___ Data supplied

Issue #295, opened 2021-02-15
cmake SeisSol compilation - which SuperMucNG modules required (potentially wrong documentation)


AliceGabriel:
**Describe the bug**
I am following along a new Seissol on SuperMucNG user. SeisSol's documented description on using cmake to compile fails, due to 'malfunctioning' mpiicc.

The documentation is here https://seissol.readthedocs.io/en/latest/supermuc.html?highlight=supermuc#supermuc-ng.
I tried two things: loading the recommended modules (leading to error 1 below) and also hand-loading the modules I think are required as follows:
di34pac4@login01:~/SeisSol/build-release> module list
Currently Loaded Modulefiles:
 1) admin/1.0            6) mkl/2019_gcc        11) inspector_xe/2019      16) parmetis/4.0.3-intel-impi-i64-r64          
 2) tempdir/1.0          7) mpi.intel/2019_gcc  12) devEnv/GCC/7-IntelMPI  17) metis/5.1.0-intel-i64-r64                  
 3) spack/release/19.2   8) itac/2019           13) cmake/3.14.4           18) numactl/2.0.11                             
 4) lrz/1.0              9) advisor_xe/2019     14) python/3.6_intel       19) hdf5/1.8.21-impi-cxx-frt-threadsafe        
 5) gcc/7               10) amplifier_xe/2019   15) libszip/2.1.1          20) netcdf/4.6.1-intel-impi-hdf5v1.8-parallel  

Trying to run a simple test
di34pac4@login01:~/SeisSol/build-release> mpiicc a.c 

<img width="339" alt="Screenshot 2021-02-15 at 22 59 32" src="https://user-images.githubusercontent.com/9365956/107996770-78cda580-6fe1-11eb-91fa-4ed33d500f13.png">

leads to
/lrz/sys/intel/impi2019u6/impi/2019.6.154/intel64/bin/mpiicc: line 545: icc: command not found

**Expected behavior**
Compiling.

**To Reproduce**
checkout current master and follow the documentation.

**Screenshots/Console output**

[...]

PR #304, opened 2021-03-04
update supermuc installation docu

Thomas-Ulrich:
adresses #295?


krenzland:
Did you test this today? Just asking because they changed some modules around :(

Thomas-Ulrich:
today, yes, but maybe they have made some updates since then. I will test again...

Thomas-Ulrich:
I double-checked, the procedure still works.

krenzland:
Why is this PR updating easi? That includes the checks for NaNs, right=

Thomas-Ulrich:
> Why is this PR updating easi? That includes the checks for NaNs, right?

Hi, because it was never merged (sorry for occulting this change).

PR #308, opened 2021-03-04
Make README shields clickable

krenzland:


ravil-mobile (approved):
Hi @krenzland. I like this change. Let's merge it!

______

* What this task involves: Without omitting anything, reproduce the whole of the data.

* Solution for this exercise:
Issue #295, opened 2021-02-15
cmake SeisSol compilation - which SuperMucNG modules required (potentially wrong documentation)


AliceGabriel:
**Describe the bug**
I am following along a new Seissol on SuperMucNG user. SeisSol's documented description on using cmake to compile fails, due to 'malfunctioning' mpiicc.

The documentation is here https://seissol.readthedocs.io/en/latest/supermuc.html?highlight=supermuc#supermuc-ng.
I tried two things: loading the recommended modules (leading to error 1 below) and also hand-loading the modules I think are required as follows:
di34pac4@login01:~/SeisSol/build-release> module list
Currently Loaded Modulefiles:
 1) admin/1.0            6) mkl/2019_gcc        11) inspector_xe/2019      16) parmetis/4.0.3-intel-impi-i64-r64          
 2) tempdir/1.0          7) mpi.intel/2019_gcc  12) devEnv/GCC/7-IntelMPI  17) metis/5.1.0-intel-i64-r64                  
 3) spack/release/19.2   8) itac/2019           13) cmake/3.14.4           18) numactl/2.0.11                             
 4) lrz/1.0              9) advisor_xe/2019     14) python/3.6_intel       19) hdf5/1.8.21-impi-cxx-frt-threadsafe        
 5) gcc/7               10) amplifier_xe/2019   15) libszip/2.1.1          20) netcdf/4.6.1-intel-impi-hdf5v1.8-parallel  

Trying to run a simple test
di34pac4@login01:~/SeisSol/build-release> mpiicc a.c 

<img width="339" alt="Screenshot 2021-02-15 at 22 59 32" src="https://user-images.githubusercontent.com/9365956/107996770-78cda580-6fe1-11eb-91fa-4ed33d500f13.png">

leads to
/lrz/sys/intel/impi2019u6/impi/2019.6.154/intel64/bin/mpiicc: line 545: icc: command not found

**Expected behavior**
Compiling.

**To Reproduce**
checkout current master and follow the documentation.

**Screenshots/Console output**

[...]

PR #304, opened 2021-03-04
update supermuc installation docu

Thomas-Ulrich:
adresses #295?


krenzland:
Did you test this today? Just asking because they changed some modules around :(

Thomas-Ulrich:
today, yes, but maybe they have made some updates since then. I will test again...

Thomas-Ulrich:
I double-checked, the procedure still works.

krenzland:
Why is this PR updating easi? That includes the checks for NaNs, right=

Thomas-Ulrich:
> Why is this PR updating easi? That includes the checks for NaNs, right?

Hi, because it was never merged (sorry for occulting this change).

PR #308, opened 2021-03-04
Make README shields clickable

krenzland:


ravil-mobile (approved):
Hi @krenzland. I like this change. Let's merge it!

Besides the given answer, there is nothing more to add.